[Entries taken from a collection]
^^^^

PR #4389, opened 2016-11-04
Add apib-mode recipe

w-vi:

Major mode for editing API Blueprint files [https://apiblueprint.org/](https://apiblueprint.org/)

https://github.com/w-vi/apib-mode

Maintainer

**None needed**

### Checklist

### DIFF
--- a/recipes/apib-mode
+++ b/recipes/apib-mode
@@ -1,0 +1,1 @@
+(apib-mode :fetcher github :repo "w-vi/apib-mode")


syohex:
Please check code and use the package with plain Emacs at least once.

- I cannot load your library. What is `defconst-mode-local` ?
- `nil` is not a function. This package uses `nil` as function at much parts.
- Too many byte-compile warnings.

w-vi:
Fixed
- `defconst-mode-local` comes from cedet so I have removed it
- cleaned up the `nil` is not a function
- No byte-compile warnings when run with clean emacs anymore.

Thanks a lot for the feedback and review it is my first package so I am learning how to do it properly.

purcell:
Quick feedback:
- You can & should remove `in GNU Emacs` from the package description
- Don't use `concat` to build command strings unless you're also using `shell-quote-argument` to make filenames safe: they might contain spaces or quotes
- Adding new global compilation patterns every time you open a file in this mode isn't a good idea. What you probably want instead is to a specific function that end users can call, e.g. `apib-run-drafter`, rather than trying to modify the built-in compilation machinery.
- Define your font lock keywords globally as a `defconst`, then add them by name (e.g. `apib-mode-font-lock-keywords`) in the mode function.
- Don't use `(executable-find "drafter")` at load time, because `exec-path` may or may not get modified before or after loading `apib-mode`: instead, just use the plain string `"drafter"` as the default.

w-vi:
I have updated the package significantly, includes now some sanity test using `ert`. Have tried it using the package in clean emacs as well.

w-vi:
Is there anything I can do to push it?

purcell:
Thanks, looking better! Just a couple more small things, then we should be ready to merge:
- You'll need a `defgroup` to define the `apib-mode` custom group, and place it in one of the standard customisation groups.
- [This sort of thing](https://github.com/w-vi/apib-mode/blob/5386f3ad2c454eccab22d2e9849b762b153e49ee/apib-mode.el#L155-L160) isn't safe when filenames contain spaces, quotes or other characters with special meanings to the shell. Use `shell-quote-argument` to escape command arguments.

w-vi:
Thanks a lot for the feedback I have learnt so much. Will fix those.

w-vi:
Updated so there is a proper group now.
Regarding the `shell-quote-argument` I've setup a [test where there is a space in filename](https://github.com/w-vi/apib-mode/blob/master/apib-mode-test.el#L62) to check where the quoting needs to take place and the bit you have pointed out it seems that I should not do it as then I'm getting error that the file was not found. Looking at `call-process` documentation I am not sure how it works but not quoting works.

syohex:
Please don't put unrelated files(`install-deps.el`, `load-deps`) which matches against default file patterns at top directory and please check package content again if you add files. 

```
% make recipes/apib-mode
% tar tf packages/apib-mode-20161202.117.tar
apib-mode-20161202.117/
apib-mode-20161202.117/apib-mode-pkg.el
apib-mode-20161202.117/apib-mode.el
apib-mode-20161202.117/install-deps.el
apib-mode-20161202.117/load-deps.el
```

w-vi:
Sorry I forgot to update melpa recipe and after your comment decided to move the files to subdirectory as a cleaner solution. I hope that now everything is OK.

syohex:
Looks good

purcell:

w-vi:
I thank you for teaching me.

^^^^

[Prompt] Look over the records above and copy each line that includes the string "spaces".

[Solution for this problem]
- Don't use `concat` to build command strings unless you're also using `shell-quote-argument` to make filenames safe: they might contain spaces or quotes
- [This sort of thing](https://github.com/w-vi/apib-mode/blob/5386f3ad2c454eccab22d2e9849b762b153e49ee/apib-mode.el#L155-L160) isn't safe when filenames contain spaces, quotes or other characters with special meanings to the shell. Use `shell-quote-argument` to escape command arguments.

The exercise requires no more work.